AeroWings, AeroWings 2: Airstrike, Bangai-O, Blue Stinger, Cannon Spike, Capcom VS SNK, Carrier, ChuChu Rocket!, D2, Daytona USA 2001, Draconus: Cult of the Wyrm, Dynamite Cop, Ecco The Dolphin: Defender of the Future, Elemental Gimmick Gear, Evolution, Fighting Force 2, Fighting Vipers 2, Gauntlet Legends, Giga Wing, Giga Wing 2, Gundam Side Story 0079: Rise from the Ashes, Gunlord, Heavy Metal: Geomatrix, Illbleed, Iron Aces, Maken X, Mars Matrix: Hyper Solid Shooting, Max Steel: Covert Missions, Metropolis Street Racer, Ms.
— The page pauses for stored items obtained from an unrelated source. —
PR #309, opened 2016-04-07
Jreidinger config files proto

jreidinger:


src/lib/bootloader/auto_client.rb
```diff
@@ -74,7 +76,16 @@ def change
     #
     # return map or list
     def export
-      Export2AI(Yast::Bootloader.Export)
+      # it is needed to have information about storage configuration to understand current config
+      Yast::BootStorage.detect_disks
+
+      config = BootloaderFactory.current
+      config.read if !config.read? && !config.proposed?
```
imobach: Maybe it's just a matter of taste, but I would write:
```
config.read unless config.read? || config.proposed?
```

jreidinger: well, it is my internal rule to use `unless` only if there is single parameter, this way it is more like `if !(config.read? || config.proposed?)` is need at least for me more brain capacity to read it :)

src/lib/bootloader/autoyast_converter.rb
```diff
@@ -0,0 +1,90 @@
...
+      STAGE1_MAPPING = {
+        "activate"      => :activate?,
+        "generic_mbr"   => :generic_mbr?,
+        "boot_root"     => :root_partition?,
+        "boot_boot"     => :boot_partition?,
+        "boot_mbr"      => :mbr?,
+        "boot_extended" => :extended_partition?
+      }
+      def export_stage1(res, stage1)
+        res["global"] ||= {}
```
imobach: Side effects are not nice from my POV. I would prefer other approach here. Or, at least, document it please.

src/lib/bootloader/autoyast_converter.rb
```diff
@@ -0,0 +1,90 @@
...
+
+      DEFAULT_KERNEL_PARAMS_MAPPING = {
+        "append"            => :kernel_params,
+        "xen_append"        => :xen_kernel_params,
+        "xen_kernel_append" => :xen_hypervisor_params
+      }
+      def export_default(res, default)
+        DEFAULT_BOOLEAN_MAPPING.each do |key, method|
+          val = default.public_send(method)
+          res["global"][key] = val.enabled? ? "true" : "false" if val.defined?
```
imobach: I was about to say that you could define some kind of helper method to convert from boolean to string, but it looks like this is the only place where is needed.

src/lib/bootloader/autoyast_converter.rb
jreidinger: what side effect you mean? goal of this method is to fill res with information from stage1. I do not see any side-effect

src/lib/bootloader/autoyast_converter.rb
jreidinger: yes, used only here and to be more funny it is string and not boolean xml attribute due to old p-bl map which use strings.

imobach:
Assuming that documentation and test cases will be added later, LGTM.

src/lib/bootloader/auto_client.rb
imobach: Hehe, no problem, as I said is just a matter of taste :)

src/lib/bootloader/autoyast_converter.rb
imobach: Well, you're modifying the argument you receive (`res`) and that's a side efect. `export_stage1` could return a new hash and the caller could be the responsible for merging. But, as I have said, I'm happy as long as it's documented.

imobach:
Looks better, thanks. LGTM.

PR #313, opened 2016-04-12
fix writting btrfs on btrfs as grub2-install need some data to be alr…

jreidinger:
…eady written into /etc/default/grub


schubi2:
LGTM

PR #317, opened 2016-04-13
clean TODOs and implement back some Bootloader API calls

jreidinger:


src/lib/bootloader/auto_client.rb
```diff
@@ -26,19 +26,10 @@ def run
...
-      proposed_configuration = BootloaderFactory.bootloader_by_name(imported_configuration.name)
-      proposed_configuration.propose
-
-      proposed_configuration.merge(imported_configuration)
-      BootloaderFactory.current = proposed_configuration
+      Yast::Bootloader.Import(data)
 
       Yast::PackagesProposal.AddResolvables("yast2-bootloader",
-        :package, proposed_configuration.packages)
+        :package, BootloaderFactory.current..packages)
```
imobach: It looks like you have "two points" instead of only one.

jreidinger: ah, you are right, typo

src/lib/bootloader/grub2base.rb
```diff
@@ -153,17 +153,21 @@ def merge_password(other)
...
 
       log.info "before merge default #{default.inspect}"
       log.info "before merge other #{other.inspect}"
 
-      # TODO: other kernel flavors probably will be also needed
-      unless other.kernel_params.serialize.empty?
-        new_kernel_params = default.kernel_params.serialize + " " + other.kernel_params.serialize
-        default.kernel_params.replace(new_kernel_params)
+      KERNEL_FLAVORS_METHODS.each do |method|
+        next if  other.public_send(method).empty?
```
imobach: np: you have two spaces instead of just one :)

src/modules/Bootloader.rb
```diff
@@ -201,9 +168,16 @@ def Read
     def Reset
       return if Mode.autoinst
       log.info "Reseting configuration"
```
imobach: Rese*tt*ing

imobach:
If Travis is ok, LGTM.

src/lib/bootloader/grub2base.rb
jreidinger: good catch ;)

Pac-Man Maze Madness, Nightmare Creatures II, Outtrigger, Pen Pen TriIcelon, Plasma Sword: Nightmare of Bilstein, Project Justice, Psychic Force 2012, Ready 2 Rumble Boxing, Record of Lodoss War, Red Dog: Superior Firepower, The Ring: Terror's Realm, Rippin' Riders Snowboarding, Roadsters, Seaman, Seventh Cross: Evolution, Sno-Cross Championship Racing, Sonic Shuffle, Soul Fighter, Spawn: In the Demon's Hand, Star Wars Episode I: Jedi Power Battles, Star Wars: Demolition, Super Magnetic Neo, Sword of the Berserk: Guts' Rage, Tech Romancer, Time Stalkers, Toy Commander, Vanishing Point, Vigilante 8: 2nd Offense, Virtua Fighter 3TB, and Zombie Revenge.


----------



## Deleted User (May 6, 2018)

Ive seen some people get online working on the dreamcast,so you could probably play phantasy star online with it.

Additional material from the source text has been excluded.